NEW YORK — The Plaza hotel, the setting for dozens of movies and home to the fictional little girl Eloise, celebrated its 100th birthday Monday with a party complete with fireworks and a 1-ton cake in the building's image.

The party came as the Israeli mogul who bought the famed hotel three years ago was completing its partial conversion to multimillion-dollar condos.

It hardly seemed there would be a party when Yitzhak Tshuva's Elad Properties bought The Plaza for $675 million.

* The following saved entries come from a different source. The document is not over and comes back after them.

PR #221, opened 2022-06-20
improve error message on modification blocked

etiennehomer:
Signed-off-by: Etienne Homer <etiennehomer@gmail.com>

### DIFF
--- a/src/main/java/org/gridsuite/study/server/StudyService.java
+++ b/src/main/java/org/gridsuite/study/server/StudyService.java
@@ -1216,7 +1216,7 @@ public class StudyService {
     public void assertNoNodeIsBuilding(UUID studyUuid) {
         networkModificationTreeService.getAllNodes(studyUuid).stream().forEach(node -> {
             if (networkModificationTreeService.getBuildStatus(node.getIdNode()) == BuildStatus.BUILDING) {
-                throw new StudyException(NOT_ALLOWED);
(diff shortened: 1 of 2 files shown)


src/main/java/org/gridsuite/study/server/StudyService.java
```diff
@@ -1216,7 +1216,7 @@ public void assertNoBuildNoComputation(UUID studyUuid, UUID nodeUuid) {
     public void assertNoNodeIsBuilding(UUID studyUuid) {
         networkModificationTreeService.getAllNodes(studyUuid).stream().forEach(node -> {
             if (networkModificationTreeService.getBuildStatus(node.getIdNode()) == BuildStatus.BUILDING) {
-                throw new StudyException(NOT_ALLOWED);
+                throw new StudyException(NOT_ALLOWED, "The modification node \"" + networkModificationTreeService.getSimpleNode(node.getIdNode()).getName() + "\" is building.");
```
niconoir: Is it necessary to get the name of the currently building node, which implies another database request just to get the node name ?

niconoir (approved):

src/main/java/org/gridsuite/study/server/StudyService.java
etiennehomer: We can make it simplier yes. This error should never be displayed as modifications during building are block in the front.
I changed it.

PR #258, opened 2022-08-01
Synchronize notifications with transaction completion

niconoir:


src/main/java/org/gridsuite/study/server/NotificationService.java
```diff
@@ -0,0 +1,187 @@
...
+
+    static final String HEADER_NODES = "nodes";
+    static final String HEADER_PARENT_NODE = "parentNode";
+    static final String HEADER_NEW_NODE = "newNode";
+    static final String HEADER_REMOVE_CHILDREN = "removeChildren";
+    static final String NODE_UPDATED = "nodeUpdated";
+    static final String NODE_DELETED = "nodeDeleted";
+    static final String NODE_CREATED = "nodeCreated";
+    static final String HEADER_INSERT_MODE = "insertMode";
+
```
SlimaneAmar, line 50: Move here MODIFICATIONS_*_IN_PROGRESS notifications

src/main/java/org/gridsuite/study/server/NotificationService.java
```diff
@@ -0,0 +1,187 @@
...
+    static final String HEADER_NODE = "node";
+    static final String HEADER_UPDATE_TYPE = "updateType";
+    static final String UPDATE_TYPE_STUDIES = "studies";
+    static final String UPDATE_TYPE_STUDY_DELETE = "deleteStudy";
+    static final String HEADER_ERROR = "error";
+    static final String HEADER_UPDATE_TYPE_SUBSTATIONS_IDS = "substationsIds";
+    static final String HEADER_UPDATE_TYPE_DELETED_EQUIPMENT_ID = "deletedEquipmentId";
+    static final String HEADER_UPDATE_TYPE_DELETED_EQUIPMENT_TYPE = "deletedEquipmentType";
+
+    static final String HEADER_NODES = "nodes";
```
SlimaneAmar, line 42: Use an enum for notification types ?

SlimaneAmar (changes requested):

src/main/java/org/gridsuite/study/server/NotificationService.java
niconoir: All notifications types moved in NotificationService

src/main/java/org/gridsuite/study/server/NotificationService.java
niconoir: Using enum for notification types would add complexity to the code. Since we only need String to pass as parameters to the MessageBuilder (no value checking needed), static final String seem sufficient.

SlimaneAmar (approved):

Preservationists feared that beloved public spaces such as the Palm Court and the Oak Bar would be gutted, and union workers protested the jobs that would be lost with the shrinking of the hotel portion of the building.

Landmarks order
But a compromise brokered by City Hall saved hundreds of hotel jobs, and the city Landmarks Preservation Commission designated several of The Plaza's interior spaces as landmarks that could not be destroyed.

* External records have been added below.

PR #296, opened 2022-11-10
Use the study loadflow parameters for the security analysis

FranckLecuyer:


src/main/java/org/gridsuite/study/server/service/StudyService.java
```diff
@@ -969,15 +970,29 @@ public UUID runSecurityAnalysis(UUID studyUuid, List<String> contingencyListName
...
+                StandardCharsets.UTF_8);
         } catch (JsonProcessingException e) {
             throw new UncheckedIOException(e);
         }
 
         Optional<UUID> prevResultUuidOpt = networkModificationTreeService.getSecurityAnalysisResultUuid(nodeUuid);
         prevResultUuidOpt.ifPresent(securityAnalysisService::deleteSaResult);
 
-        UUID result = securityAnalysisService.runSecurityAnalysis(networkUuid, reportUuid, nodeUuid, variantId, provider, contingencyListNames, parameters, receiver);
+        SecurityAnalysisParameters securityAnalysisParameters = new SecurityAnalysisParameters();
```
geofjamg, line 981: As we do not manage security analysis parameters persistence in study (not yet), maybe it should be better if no loadflowparameters stored to not send security analysis parameters and let security analysis server decide which are the default one

geofjamg (approved):

PR #299, opened 2022-11-17
Moving a node around itself now throws an exception

archendel:


AbdelHedhili (approved):

AbdelHedhili (changes requested):
while you are at it add a test for this case

AbdelHedhili (approved):

bendaamerahm (approved):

"It's a very exciting thing to have The Plaza truly saved," commission chairman Robert Tierney said before Monday night's 100th birthday bash. "There was so much anxiety because the rooms were so special."

When The Plaza's $400 million renovation is completed, the result will include a spruced-up Palm Court and Oak Room plus 160,000 square feet of retail space.

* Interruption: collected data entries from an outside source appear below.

PR #314, opened 2022-12-14
add two new types of modifications

bendaamerahm:


src/main/java/org/gridsuite/study/server/service/StudyService.java
```diff
@@ -1501,7 +1501,8 @@ public UUID runShortCircuit(UUID studyUuid, UUID nodeUuid) {
 
     private ModificationType getModificationType(String modificationAttributes) {
         try {
-            return objectMapper.readValue(modificationAttributes, ModificationInfos.class).getType();
+            var x = objectMapper.readValue(modificationAttributes, ModificationInfos.class).getType();
+            return x;
```
dbraquart, line 1505: why ?

dbraquart (commented):
sounds OK
could not create "delete attaching line" modification (maybe because of the front - to be confirmed later)

dbraquart (approved):

flomillot (approved):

There will be 181 condos, 130 traditional hotel rooms renting for $775 to $1,275 a night and 152 condo-hotel units whose owners will live in them for up to 120 days a year.

Some have moved in
Elad Properties spokesman Lloyd Kaplan said that 90 percent of The Plaza's condos have been sold at prices ranging from $2.4 million to more than $40 million, and a handful of owners have moved in.

The developer Harry Macklowe has reportedly bought several of the condos for more than $60 million.

Elad Properties became The Plaza's eighth owner; others over the years included the Hilton family and Donald Trump.

A year after buying The Plaza in 2004, Elad sold the hotel portion back to Alwaleed Bin Talal, the Saudi prince from whose partnership the company bought it. The prince will run the hotel through his Fairmont Hotels chain.

Kaplan said the hotel would open by the end of the year.

Many of the world's rich and famous stayed at The Plaza through the decades, and dozens of movies have been filmed there, including "North by Northwest," "Funny Girl" and "Barefoot in the Park."

"It's synonymous with celebrity," said Ward Morehouse III, author of "Inside The Plaza."

Famous residents
The Beatles took a whole wing in 1964, and Truman Capote hosted his Black and White Ball, hyped as the party of the century, there in 1966. Author Kay Thompson enchanted readers with Eloise, a little girl who lived at The Plaza.

Not that living there was restricted to fiction; in that sense, The Plaza's new identity as a condo-hotel hybrid is true to its past.

Morehouse said his father, theater critic Ward Morehouse, lived at The Plaza for about a dozen years in the 1950s and '60s and half the rooms were occupied by full-time residents then.

"Marlene Dietrich lived there," Morehouse said. "Frank Lloyd Wright lived there during the construction of the Guggenheim."

'Sugar cube of a bulding'
Designed by Henry Hardenbergh, the architect of the Dakota apartment building and the Art Students League in Manhattan, The Plaza is a French Renaissance structure that evokes a chateau on Central Park South.

"It's a wonderful white sugar cube of a building," said Christopher Gray, an architectural historian who writes a column for The New York Times real estate section and remembers sneaking up the back stairs into debutante parties in the Grand Ballroom in the 1960s.

The Plaza's 100th birthday party included a speech by singer Paul Anka, fireworks and a light show.

The cake was a 12-foot  scale model of The Plaza meticulously crafted by society baker Ron Ben-Israel, who said the cake was baked in sections Sunday and Monday to ensure freshness, while the sugar shell was fabricated over several weeks.